Stereospecificity of human DNA polymerases α,β,γ,§ and ɛ, HIV-reverse transcriptase, HSV- DNA polymerase, calf thymus terminal transferase andEscherichia coliDNA polymerase I in recognizing D- and L-thymidine 5′-triphosphate as substrate
Author(s) -
Federico Focher,
Giovanni Maga,
A. Bendiscioli,
Massimo L. Capobianco,
Francesco Colonna,
Anna Garbesi,
Silvio Spadari
Publication year - 1995
Publication title -
nucleic acids research
Language(s) - English
Resource type - Journals
SCImago Journal Rank - 9.008
H-Index - 537
eISSN - 1362-4954
pISSN - 0305-1048
DOI - 10.1093/nar/23.15.2840
Subject(s) - dna polymerase , biology , microbiology and biotechnology , dna polymerase ii , polymerase , dna clamp , dna polymerase i , dna polymerase mu , reverse transcriptase , biochemistry , dna replication , rna directed dna polymerase , dna , rna , circular bacterial chromosome , gene
L-beta-Deoxythymidine (L-dT), the optical enantiomer of D-beta-deoxythymidine (D-dT), and L-enantiomers of nucleoside analogs, such as 5-iodo-2'-deoxy-L-uridine (L-IdU) and E-5-(2-bromovinyl)-2'-deoxy-L-uridine (L-BVdU), are not recognized in vitro by human cytosolic thymidine kinase (TK), but are phosphorylated by herpes simplex virus type 1 (HSV-1) TK and inhibit HSV-1 proliferation in infected cells.
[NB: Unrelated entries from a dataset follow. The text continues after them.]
PR #3177, opened 2024-08-13
feat: Add basic Yor support for default tags

liamg:
Adds basic Yor support to pull default tags values from a yaml config/`$YOR_SIMPLE_TAGS` env var.

e.g. the following Yor config file will result in tags `A` and `B` being applied to all resources which support tags.

```yaml
tag_groups:
  - name: required_tags
    tags:
      - name: A
        value:
          default: 123456
      - name: B
        value:
          default: 654321
```

These are treated slightly differently from default tags in that they are still applied even if traditional default tags are not supported by the provider version/constraints.

### DIFF
--- a/cmd/infracost/run_test.go
+++ b/cmd/infracost/run_test.go
@@ -69,8 +69,7 @@ func TestCatchesRuntimeError(t *testing.T) {
 func TestConfigFileWithYorConfig(t *testing.T) {
 	GoldenFileCommandTest(t, testutil.CalcGoldenFileTestdataDirName(), []string{"breakdown", "--config-file", "./testdata/infracost-config-yor.yml", "--format", "json"}, &GoldenFileOptions{
 		IsJSON:      true,
-		JSONInclude: regexp.MustCompile(".*"),
-		JSONExclude: regexp.MustCompile("^path$"),
+		RegexFilter: regexp.MustCompile(`"path": "[^"]*",`),
 	})
 }
 
@@ -78,7 +77,6 @@ func TestConfigFileWithYorEnv(t *testing.T) {
 	t.Setenv("YOR_SIMPLE_TAGS", `{"Team": "Engineering"}`)
 	GoldenFileCommandTest(t, testutil.CalcGoldenFileTestdataDirName(), []string{"breakdown", "--config-file", "./testdata/infracost-config-yor.yml", "--format", "json"}, &GoldenFileOptions{
 		IsJSON:      true,
-		JSONInclude: regexp.MustCompile(".*"),
-		JSONExclude: regexp.MustCompile("^path$"),
+		RegexFilter: regexp.MustCompile(`"path": "[^"]*",`),
 	})
 }
--- a/cmd/infracost/run_test.go
+++ b/cmd/infracost/run_test.go
@@ -1,6 +1,7 @@
 package main_test
 
 import (
+	"regexp"
 	"testing"
 
 	"github.com/infracost/infracost/internal/config"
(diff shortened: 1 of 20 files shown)


internal/prices/prices.go
```diff
@@ -122,7 +122,7 @@ func (p *PriceFetcher) MissingPricesComponents() []string {
 			result = append(result, key)
 		}
 	}
-
+	sort.Strings(result)
```
liamg, line 125: This makes the output deterministic so we don't get random tests failing

internal/providers/terraform/aws/tags.go
```diff
@@ -105,16 +105,27 @@ func ParseTags(defaultTags *map[string]string, r *schema.ResourceData, config Ta
 
 	tags := make(map[string]string)
 
+	// external tags (e.g. yor)
```
tim775, line 108: is this the right precedence for yor tags? they will be "overwritten" by default tags and any explicitly defined tags?

cmd/infracost/run_test.go
```diff
@@ -64,3 +65,18 @@ func TestCatchesRuntimeError(t *testing.T) {
...
+		IsJSON:      true,
+		RegexFilter: regexp.MustCompile(`"path": "[^"]*",`),
+	})
+}
+
+func TestConfigFileWithYorEnv(t *testing.T) {
+	t.Setenv("YOR_SIMPLE_TAGS", `{"Team": "Engineering"}`)
+	GoldenFileCommandTest(t, testutil.CalcGoldenFileTestdataDirName(), []string{"breakdown", "--config-file", "./testdata/infracost-config-yor.yml", "--format", "json"}, &GoldenFileOptions{
+		IsJSON:      true,
+		RegexFilter: regexp.MustCompile(`"path": "[^"]*",`),
```
tim775, line 80: I'm curious why the 
```
JSONInclude: regexp.MustCompile("^(defaultTags|tags|name)$"),
JSONExclude: regexp.MustCompile("^(costComponents|pastBreakdown)$"),
``` 
didn't work for you? It would think it made the golden files a lost less noisy?

tim775 (approved):

cmd/infracost/run_test.go
liamg: My main problem was misunderstanding how they worked tbh, I think they would work if I listed needed properties in the include - I had tried `.*` in include and `path` in exclude which failed to exclude path because an ancestor had already been included.

internal/providers/terraform/aws/tags.go
liamg: Yeah, I think this makes sense for the first customer use-case - we effectively only fall back to Yor tags if the code doesn't already specify them.

tim775: but is that how terraform applies them? I would have guessed yor puts tags directly on resources so they would take precedence over default tags.

cmd/infracost/run_test.go
tim775: I guess it's "Show me only keys that match JSONInclude anywhere they appear in the tree, unless they appear under a key that matches JSONExclude"

internal/providers/terraform/aws/tags.go
aliscott: Yeah I think that's fair. After testing yor locally, it seems like the precedence is actually: yor tags, resource tags, default tags. Since the yor "default" tags actually overwrite any resource tags I have.

liamg: Yor overrides even regular tags - when it runs it rewrites the .tf files with the specified tag values. This is something we could do in future, but Yor gets a lot more complicated with conditionals etc., so for now we wanted to simply support taking values from the config to fall back to, regardless of conditionals etc.

But yes, it would be nice to fully support this in future, where we override defaults and tags with the Yor ones, and ideally only when conditionals match too. Yor is written in Go so we could probably just call it when a config is specified and run it "for real" once we have a Go runner.

liamg: (sorry, wrote that before your comment appeared Alistair)

liamg: Writing a PR to take Yor over the other tags now 👍

tim775: I see your point -- if we're not actually supporting yor fully it seems safer to let other tags take precedence. I'm ok if you want to keep it as is, maybe just add the above as a comment explaining why they are the lowest precedence

PR #3182, opened 2024-08-16
enhance: Make yor configs relative to the repo path

liamg:


aliscott (commented):
What's the behaviour of this if the `yor_config_path` is an absolute path?

liamg:
> What's the behaviour of this if the `yor_config_path` is an absolute path?

Hold on one sec while I add support for absolute paths ⌛

aliscott (approved):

Here we report that: (i) L-dT is selectively phosphorylated in vivo to L-dTMP by HSV-1 TK and L-dTMP is further phosphorylated to the di- and triphosphate forms by non-stereospecific cellular kinases; (ii) L-dTTP not only inhibits HSV-1 DNA polymerase in vitro, but also human DNA polymerase alpha, gamma, delta and epsilon, human immunodeficiency virus reverse transcriptase (HIV-1 RT), Escherichia coli DNA polymerase 1 and calf thymus terminal transferase, although DNA polymerase beta was resistant; (iii) whereas DNA polymerase beta, gamma, delta and epsilon are unable to utilize L-dTTP as a substrate, the other DNA polymerases clearly incorporate at least one L-dTMP residue, with DNA polymerase alpha and HIV-1 RT able to further elongate the DNA chain by catalyzing the formation of the phosphodiester bond between the incorporated L-dTMP and an incoming L-dTTP; (iv) incorporated L-nucleotides at the 3'-OH terminus make DNA more resistant to 3'-->5' exonucleases. In conclusion, our results suggest a possible mechanism for the inhibition of viral proliferation by L-nucleosides.